Prove that the function $f:\Bbb N \rightarrow \Bbb N,$ defined by $f(n)=6\lceil \frac{n}{3} \rceil -n-2$ is surjective.

Question

Prove that the function $f:\Bbb N \rightarrow \Bbb N,$ defined by $f(n)=6\lceil \frac{n}{3} \rceil -n-2$ is surjective.

I don't know given $n \in \Bbb N$,what element in the domain should I take to give $n$. Can someone help me, please?

Answer 1

Hint: Since we're taking the ceiling of $\frac{n}{3}$, it makes sense to consider the three cases $n=3k+1$, $n=3k+2$, and $n=3k+3$.

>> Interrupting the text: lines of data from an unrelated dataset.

PR #215, opened 2017-10-12
Fix report colors

jmarino:
Many of the standard reports specify colors to use in their charts. However, these colors are ignored in the chart rendering code.

These commits modify the rendering code of all 3 types of charts (bar, pie and line) to fix this issue. This is done by adding the jqplot option "seriesColors"  to pass the requested bar/pie/line colors to jqplot. If no colors are requested, we let jqplot use default colors by setting "seriesColors: false".


jralls:
Thanks!

Now wouldn't it be nice to have options in report options so that the user can set the colors... ;-)

jmarino:
That would indeed be very nice. I'll look into it.

PR #216, opened 2017-10-16
Fix spelling insensative->insensitive

christopherlam:
Not sure whether to patch unstable or master. Both have spelling mistake.


jralls:
Thanks!

fellen:
@christopherlam: we usually merge maint (2.6) -> unstable (2.7/8) -> master (later),
so branch from the lowest target, where it should be applied.

PR #217, opened 2017-10-16
Fixed null pointer dereferencing during first transaction retrieval

ethaden:
This fixes the issue that the first attempt to import transactions into a newly created account synchronized via HBCI crashes Gnucash because there is no date of last retrieval available for that account.

### DIFF
--- a/gnucash/import-export/aqb/gnc-ab-kvp.c
+++ b/gnucash/import-export/aqb/gnc-ab-kvp.c
@@ -99,9 +99,17 @@ Timespec
 gnc_ab_get_account_trans_retrieval(const Account *a)
 {
     Timespec *t = NULL;
+    Timespec never;
+    never.tv_nsec = 0;
+    never.tv_sec = 0;
+    
     qof_instance_get (QOF_INSTANCE (a),
 		      "ab-trans-retrieval", &t,
 		      NULL);
+    if (!t)
+    {
+      return never;
+    }
     return *t;
 }
 


jralls:
Timespec 0 isn't "never", it's 1970-01-01 00:00:00. That particular time causes trouble with older versions of Windows and with MySQL. It's safer to return timespec_now() and probably makes more sense as well.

• Suppose that $n=3k+1$. Then $$f(n)=6\left\lceil\frac{3k+1}{3}\right\rceil-(3k+1)-2=6\left\lceil k+\frac{1}{3}\right\rceil-3k-3=6(k+1)-3k-3=3k+3.$$

• Suppose that $n=3k+2$. Then $$f(n)=6\left\lceil\frac{3k+2}{3}\right\rceil-(3k+2)-2=6\left\lceil k+\frac{2}{3}\right\rceil-3k-4=6(k+1)-3k-4=3k+2.$$

• Suppose that $n=3k+3$. Then $$f(n)=6\left\lceil\frac{3k+3}{3}\right\rceil-(3k+3)-2=6\left\lceil k+1\right\rceil-3k-5=6(k+1)-3k-5=3k+1.$$

• Therefore, $f$ takes $\{3k+1,3k+2,3k+3\}$ to itself (although not in the same order). Can you use this to prove surjectivity?

Answer 2

Since $f(1)=3, f(2)=2, f(3)=1, f(n+3)=f(n)+3$ the statement is evident.

Answer 3

Because $\lceil \frac{n}{3} \rceil \geq \frac{n}{3}$, $6 \lceil \frac{n}{3} \rceil \geq 2n$. $-n-2$ is obviously always less than $2n$ when $n > 2$, and it is also less when $n = 1$ and $n = 2$ (I plugged in and checked).

Because of this, you know that the subtraction $2n - (n + 2)$ always has a natural number result when $n$ is a natural number.